Книга захлопнулась, он сомкнул веки. Повторив заклинание, прислушался к себе. Бесы уныния и сомнений исчезли — теперь они возникли в облачениях гордыни и внутренней болтливости, затеяв беседу, изобилующую парадигмами и ремисценциями — этими ловкими фигаро, этими лакеями лживых ободрений.
«Нет, чтобы быть пророком, мало быть пессимистом, — лукавый голос скривил афоризм в назидательство, — нужно быть еще и упрямым учеником, учеником Чародея, учеником Вечности, нужно закалить себя бесчисленностью попыток. Твое ремесло — твой крест, твой горб, твоя тень. Рембо, которому рука с пером претит не меньше руки с плугом, попросту мальчишествует, ибо, — голос продолжал морализаторствовать, — никто не властен над молнией, удел наш — разложить сучья для костра и ждать. Так советовал Элиот, так до него учили индусы.
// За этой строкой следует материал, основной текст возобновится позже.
PR #3659, opened 2021-06-28
Hydra 1.1 compatibility: Use an explicit schema for the primary config

omry:
## What does this PR do?
Fixes compatibility with Hydra 1.1.
The result is compatible with both Hydra 1.0 and Hydra 1.1, and will allow a smoother migration to Hydra 1.1.

At this point I am not yet removing the restriction on the Hydra version from setup.py:
1. It depends on some Hydra 1.1 changes that are not yet released (It will be compatible with 1.1.1).
2. Upgrading will result in deprecation warnings, and fixing them will break compatibility with Hydra 1.0.

There will be some followup to make the code fully compatible with 1.1 once Hydra 1.1 is the default version in fbcode.

### DIFF
--- a/fairseq/checkpoint_utils.py
+++ b/fairseq/checkpoint_utils.py
@@ -203,7 +203,7 @@ def load_checkpoint(cfg: CheckpointConfig, trainer, **passthrough_args):
         cfg.restore_file == "checkpoint_last.pt"
     ):  # default value of restore_file is 'checkpoint_last.pt'
         checkpoint_path = os.path.join(
-            cfg.save_dir, "checkpoint_last{}.pt".format(suffix)
+            cfg.get("save_dir"), "checkpoint_last{}.pt".format(suffix)
         )
         first_launch = not PathManager.exists(checkpoint_path)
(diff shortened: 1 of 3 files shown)


fairseq/checkpoint_utils.py
```diff
@@ -203,7 +203,7 @@ def load_checkpoint(cfg: CheckpointConfig, trainer, **passthrough_args):
         cfg.restore_file == "checkpoint_last.pt"
     ):  # default value of restore_file is 'checkpoint_last.pt'
         checkpoint_path = os.path.join(
-            cfg.save_dir, "checkpoint_last{}.pt".format(suffix)
+            cfg.get("save_dir"), "checkpoint_last{}.pt".format(suffix)
```
omry, line 206: That's a weird one:
save_dir is not in the config during the test.
In Hydra 1.0, this returned None.
In Hydra 1.1, this raises an error.

os.path.join normally would fail if it gets None, but it passes because the test is mocking it.
The fix here is just retaining the existing weird behavior (join with a None save_dir).

PR #3660, opened 2021-06-28
removed numpy version restriction on Python 3.6

omry:
This is conflicting with a recent change on fairscale:

https://github.com/facebookresearch/fairscale/pull/731


omry:
As of numpy 1.20, the minimum supported Python version is 3.7.
Closing, there is a discussion to have about fairseq minimum Python version.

Умение пребывать в ожидании и не томиться — дар пророка, именно смирение отличает его от нетерпеливых, именно смирение — апогей жертвенности — и есть дар жреца. Жреца религии, искусства или философии. Впрочем, искусство — инакоформа философии, — слова детскими кубиками уже привычно переставлялись им, их комбинации рождали мысли, а те вновь возвращались скользить змеями в извивах языка. Да, искусство — это инакоформа философии. А философия — инакоформа искусства. Философия же и искусство — это формы инако… инако… инако… инако…» Некоторое время он еще упорно ловил окончание: бытия, сознания, мыслия, — пока не открыл глаз и не обнаружил себя среди вещей, которые намного старше их названий, пока не вернулся к реальности — необходимости, пока не уперся взором в решетку, отделяющую боль от серости.